Depuis dix ans et l’émergence de M-Pesa au Kenya, l’Afrique est le continent du mobile money : selon le GSMA, l’association mondiale des opérateurs téléphoniques [1], un compte sur deux est africain. Historiquement, l’Afrique de l’Est a porté cette croissance et l’innovation qui l’a accompagnée : aujourd’hui, un Kenyan utilise son mobile certes pour acheter du crédit téléphonique, envoyer de l’argent et payer ses factures, mais de plus en plus pour régler un achat en magasin, épargner et même emprunter. Mais au-delà de ce pays à part dans le paysage de la finance digitale, d’autres zones du continent connaissent une croissance soutenue. Ainsi, toujours selon le GSMA, la part de marché en nombre de comptes ouverts se rééquilibre : quand en 2012, l’Afrique de l’Ouest ne pesait que 17 % du total africain, contre 76 % pour l’Afrique de l’Est, ces chiffres sont passés à 31 % et 56 % en 2017. L’Afrique centrale a par ailleurs connu la croissance la plus forte du continent entre 2016 et 2017, tant en nombre de comptes qu’en volume de transactions.
Avec près 50 millions de comptes de mobile money et plus de 200 000 agents pour assurer sa conversion en cash dans l’UEMOA [2] et la CEMAC [3], l’Afrique subsaharienne francophone n’est pas en reste. La Côte d’Ivoire, premier marché d’Orange Money, pèse lourd dans ce paysage.
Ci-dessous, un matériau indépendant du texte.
PR #390, opened 2024-07-24
PB-7645: Add pause to cleanup of resources if env is set in kdmp-config configmap

aks-px:
…

This PR pauses the cleanup that happens after the job is completed for the specified time in the PAUSE_RESOURCE_CLEANUP key.This is helpful incase of debugging to persist the resources for time mentioned 

Closes #PB-7645

Tested scenarios with value and without the key in the config map,working as expected:

- Without the key,cleanup is happening soon after it goes to completed state
Screenshot 2024-07-24 at 11 44 15 AM
Screenshot 2024-07-24 at 11 43 17 AM

- After adding key in configmap:
Screenshot 2024-07-24 at 11 35 07 AM
Screenshot 2024-07-24 at 11 18 12 AM
Screenshot 2024-07-24 at 11 22 25 AM

After the review comments:
Screenshot 2024-07-26 at 5 57 40 PM (3)

### DIFF
--- a/pkg/controllers/dataexport/reconcile.go
+++ b/pkg/controllers/dataexport/reconcile.go
@@ -1131,7 +1131,13 @@ func (c *Controller) stageLocalSnapshotRestore(ctx context.Context, dataExport *
 		}
 		return true, c.updateStatus(dataExport, data)
 	} else if dataExport.Status.Status == kdmpapi.DataExportStatusFailed {
-		err := c.cleanupLocalRestoredSnapshotResources(dataExport, false)
+		val, err := utils.PauseCleanupResource()
+		if err == nil && val != 0 {
+			logrus.Debugf("Starting to wait for %v before cleanup of local restored snapshot resources for dataexport:%v", val, dataExport.Name)
+			time.Sleep(val)
+		}
+		logrus.Debugf("Starting the cleanup of local restored snapshot resources for dataexport:%v", dataExport.Name)
+		err = c.cleanupLocalRestoredSnapshotResources(dataExport, false)
 		if err != nil {
 			logrus.Errorf("cleaning up temporary resources for restoring from snapshot failed for data export %s/%s: %v", dataExport.Namespace, dataExport.Name, err)
 		}
@@ -1284,7 +1290,13 @@ func (c *Controller) stageLocalSnapshotRestoreInProgress(ctx context.Context, da
 		}
 		return true, c.updateStatus(dataExport, data)
 	} else if dataExport.Status.Status == kdmpapi.DataExportStatusFailed {
-		err := c.cleanupLocalRestoredSnapshotResources(dataExport, false)
+		val, err := utils.PauseCleanupResource()
+		if err == nil && val != 0 {
+			logrus.Debugf("Starting to wait for %v before cleanup of local restored snapshots for dataexport:%v", val, dataExport.Name)
+			time.Sleep(val)
+		}
+		logrus.Debugf("Starting the cleanup of local restored snapshot resources for dataexport:%v", dataExport.Name)
+		err = c.cleanupLocalRestoredSnapshotResources(dataExport, false)
 		// Already done with max retries, so moving to kdmp restore anyway
 		if err != nil {
 			logrus.Errorf("cleaning up temporary resources for restoring from snapshot failed for data export %s/%s: %v", dataExport.Namespace, dataExport.Name, err)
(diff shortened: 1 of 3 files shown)


pkg/drivers/utils/utils.go
```diff
@@ -1088,3 +1090,20 @@ func GetOcpNsUidGid(nsName string, psaJobUid string, psaJobGid string) (string,
 	}
 	return psaJobUid, psaJobGid, isOcp, nil
 }
+
+// PauseCleanupResource returns whether to pause the cleanup the CRs & other resources.
+func PauseCleanupResource() (time.Duration, error) {
+	pauseCleanupVal := time.Duration(0)
+	pausecleanupValStr, err := k8sutils.GetConfigValue(KdmpConfig, defaultPXNamespace, PauseResourceCleanupKey)
```
kgarg-px, line 1097:
```suggestion
	pauseCleanupValStr, err := k8sutils.GetConfigValue(KdmpConfig, defaultPXNamespace, PauseResourceCleanupKey)
```
Let's keep the naming consistent

pkg/drivers/utils/utils.go
```diff
@@ -1088,3 +1090,20 @@ func GetOcpNsUidGid(nsName string, psaJobUid string, psaJobGid string) (string,
...
+	if err != nil {
+		logrus.Errorf("Failed to get %s key from kdmp-config-map: %v", PauseResourceCleanupKey, err)
+		return pauseCleanupVal, err
+	}
+	if pausecleanupValStr != "" {
```
kgarg-px, line 1102: Same here. Let's keep the naming consistent

pkg/controllers/dataexport/reconcile.go
```diff
@@ -1131,7 +1131,16 @@ func (c *Controller) stageLocalSnapshotRestore(ctx context.Context, dataExport *
...
-		err := c.cleanupLocalRestoredSnapshotResources(dataExport, false)
+		val, err := utils.PauseCleanupResource()
+		if err != nil {
+			// since default value is 0,do nothing.
+		} else {
+			if val != 0 {
+				logrus.Infof("Starting to wait for %v minutes before cleanup of local restored snapshot resources:%v", val, dataExport.Name)
+				time.Sleep(val)
+			}
+		}
```
kgarg-px, line 1142:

Plus petit, le marché sénégalais est aussi plus diversifié quant au type d’offres qui s’y développe. Société Générale y lance une offre de crédit digital, l’institution de microfinance Microcred y teste de nouveaux modes de distribution, l’AssurTech Bima y promeut depuis 2014 une solution de microassurance sur mobile et les FinTechs comblent les vides laissés par les acteurs du paiement. Revue Banque est allée sur le terrain, dans les régions de Dakar et de Saint-Louis, à la rencontre de ces projets et de leurs bénéficiaires.
La mission de ces services financiers digitaux est immense : bancariser les deux tiers de la population africaine encore exclus des services formels. Les régulateurs cherchent la bonne recette pour accompagner l’innovation dans le domaine : si l’Afrique francophone de l’ouest ou du centre mise sur le statut d’établissement de monnaie électronique, le Maghreb s’oriente pour sa part vers celui d’établissement de paiement, plus proche du modèle bancaire mais adapté aux exigences du digital. En outre, l’inclusion financière de la population ne pourra se faire qu’en regardant au-delà des zones urbaines et en ciblant aussi les populations les plus fragiles. Pour elles, le business model des offres financières sur mobile est plus difficile à trouver, mais pas impossible. Pour peu qu’on utilise l’innovation technologique avec perspicacité et à bon escient.